**Exercise brief**
Give the number of lines in the records below that include "including". Reply with that number alone.

*** Listed entries ***

PR #9429, opened 2026-08-03
feat(outlook-tasks): add Outlook Tasks issue provider via Microsoft Graph API

### LINKED ISSUE #6984: 💡 Sync with Microsoft

starter727:
## Summary

Adds Outlook Tasks as a built-in issue provider, allowing users to sync their Microsoft To Do / Outlook tasks with Super Productivity via the Microsoft Graph API.

Closes #6984

## What's included

- **OAuth 2.0 authorization** — full authorization code flow with CSRF state validation, token auto-refresh with in-memory cache and deduplication
- **Task operations** — fetch task lists, search tasks, update tasks (status, title, notes) via `/me/todo` Graph API endpoints
- **Bidirectional sync adapter** — syncs isDone/status, title, and notes with configurable direction (pullOnly/pushAndPull/off)
- **Configuration form** — clientId, tenantId, taskListId selection, polling interval, two-way sync direction
- **Platform support** — both Electron and web OAuth callback paths
- **Unit tests** — client service, sync adapter, and enabled-check utility

## How it works

1. User registers an Azure AD app (clientId) and configures the provider
2. OAuth flow authorizes SP to access the user's Microsoft To Do data
3. Tasks are pulled from the selected task list and synced bidirectionally
4. Works on all platforms (Windows, macOS, Linux) — no local Outlook installation needed

## Notes

- The `categories` field is displayed in the issue content panel but category-based filtering is not yet implemented (can be added as a follow-up)
- `issueLink` returns empty since Graph API doesn't expose stable web URLs for individual tasks


johannesjo:
Thank you very much for this! New issue providers should be added as plugins rather than app code. Could you by any chance rework this PR to a plugin? If you are wondering how to best do it, the github issue provider plugin might be useful.

johannesjo:

Thanks for the PR – and for starting the plugin rework johannesjo asked for! The plugin under `packages/plugin-dev/outlook-tasks-provider/` is the right shape (the plugin API supports everything it uses, including `oauthButton` + PKCE via the host's plugin OAuth service), but the branch currently ships **both** the new plugin and the original built-in implementation, so the rework needs finishing before the rest can be judged.

I've also flagged a question for the maintainer about the hardcoded Azure client ID ownership; you may want to wait for that before finalizing the OAuth part.

### Blocking

- **Two complete implementations of the same provider ship in this PR.** The `temp` commit added the plugin but kept the entire built-in provider. As-is, the setup overview renders two identical "Outlook Tasks" tiles (the hardcoded one in `issue-provider-setup-overview.component.html` plus the `pluginProviders` loop entry), users can create providers of either kind, and `OUTLOOK_TASKS` becomes a permanent `BuiltInIssueProviderKey` in persisted models – exactly the surface the maintainer asked to avoid. Please remove the built-in half: `src/app/features/issue/providers/outlook-tasks/**` and its registrations in `issue.const.ts`, `issue.model.ts`, `issue.service.ts`, `issue-content-configs.const.ts`, `is-issue-done.ts`, `get-issue-provider-tooltip.ts`, `issue-provider-setup-overview.component.html`, `dialog-edit-issue-provider.component.{ts,html}`, `issue-two-way-sync.effects.ts`, `oauth-callback-handler.service.ts`, `dialog-get-and-enter-auth-code.component.ts`, plus the `OUTLOOK_TASKS` keys in `t.const.ts` / `en.json` – keeping the plugin and its build wiring.

### Should fix before merge

- **`packages/plugin-dev/outlook-tasks-provider/src/plugin.ts` (configFields)** – the `syncDirection` select is dead config: neither the plugin nor the host ever reads a `syncDirection` key. The host auto-generates the real per-field controls from `fieldMappings` (stored as `pluginConfig.twoWaySync.<taskField>`, consumed in `plugin-issue-provider-adapter.service.ts` / `plugin-sync-adapter.service.ts`), so a user setting your select to "Off" still gets `pullOnly` on isDone/title. Delete the field and its `CFG.SYNC_DIRECTION*` i18n keys.
- **`plugin.ts` (`mapTaskToIssue`, `getIssueLink`)** – the `https://to.do.microsoft.com/tasks/<id>` URLs are fabricated: your own built-in twin returns `''` with the comment that Graph exposes no stable web URL per task, and the PR body says the same. Since `issueDisplay` renders the title as a link via `linkField: 'url'`, every imported task gets a dead link as its primary click target. Omit `url` and return `''` from `getIssueLink`.
- **`plugin.ts` (`searchIssues`)** – the search term is quote-escaped but never URL-encoded before interpolation into the query string. A term containing `&` splits the `$filter` param (Graph returns 400) and `#` silently truncates the URL as a fragment. Use `encodeURIComponent(escapeODataString(searchTerm))` like the github-issue-provider does.
- **`plugin.ts` (`mapTaskToSearchResult`)** – mapping the date-only Graph `dueDateTime` to `dueWithTime` makes every imported due-dated task land scheduled at 00:00 instead of due on a day (the host creates `dueWithTime` whenever that field is set). The built-in twin maps the same field to `deadlineWithTime`, so the PR's two halves also disagree about semantics. Don't emit `dueWithTime` for date-only values; leave day-due handling to a `dueDay` field mapping.

### Nits

- **`plugin.ts`** – the `(config.taskListId as string) || 'defaultTasks'` fallback is a made-up sentinel: Graph has no list id `defaultTasks` (the well-known name is `wellknownListName eq 'defaultList'`), so if the fallback ever fires the request 404s. Since `taskListId` is required and the select is disabled until `loadOptions` runs, it's near-unreachable – drop the fallback and the placeholder option, or resolve the real default list.
- **`package-lock.json`** – the single-line `"dev": true` change on the `fsevents` entry is unrelated lockfile churn from a different npm version; please revert it.

### Questions

- Was the plugin flow tested against the live Graph API? `plugin.ts` uses `$filter=contains(title,'...')` and `$orderby=lastModifiedDateTime desc` on `/me/todo/lists/{id}/tasks`, while your built-in twin deliberately avoids both (client-side title filtering, no orderby) – which suggests Graph may reject those query options with a 400 and break search/backlog polling in the plugin. If you've seen them work live, say so and I'll drop this.
- Which redirect URIs are registered for the shipped client ID, and who maintains that Azure app registration? The host's web build uses its own SPA callback page (the `redirectUri` override in `oauthConfig` is desktop-only and stripped elsewhere), and Azure only serves CORS for token redemption on redirect URIs registered under the SPA platform – the comment in `plugin.ts` only instructs registering `http://localhost:51234` under "Mobile and desktop". Does the OAuth flow work on the web build with this registration?

---

johannesjo:
On the OAuth client ID: **the app registration needs to be project-owned before this can ship.**

To be clear about what I'm *not* asking for — committing the client ID is fine. We already do exactly that for Google Calendar (`packages/plugin-dev/google-calendar-provider/src/plugin.ts`), including a client secret, with the same RFC 8252 reasoning your comment gives. Public desktop clients can't keep a secret, PKCE and the redirect-URI allowlist are the real mechanisms, and your comment is correct on all of that. So please don't strip the value out or move it into user config.

The problem is the tenant it lives in. The registration is currently in your Azure AD, which means:

- if the account goes away, or the registration is deleted or its consent revoked, **every user's Outlook integration breaks at once** and I can't fix it without shipping a new build;
- the redirect-URI list, supported account types, and any future permission scopes are editable by someone outside the project;
- usage and consent telemetry for all our users flows to an account we don't control.

None of that is a comment on you personally — it's the same reason the Google client sits in the project's account rather than mine or a contributor's.

So: I'll create an Azure AD app registration under the project and hand you the client ID to swap in. Give me a bit to sort that out. What I need from you to set it up correctly:

1. the exact redirect URIs the flow uses (the plugin comment mentions `http://localhost:51234` under *Mobile and desktop applications* — is that the complete list, and does the web build need an SPA entry?),
2. the full set of Graph scopes you're requesting,
3. whether multi-tenant + personal Microsoft accounts is the account type you actually want, or work/school only.

This isn't blocking anything right now — the plugin-only rework is still the thing to finish first, and the two Graph questions from my review (the `$filter=contains(...)` / `$orderby` usage, and whether the web build's OAuth path works) are still open. Just flagging it early so it doesn't surface at the end.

***

**Output for this task**
2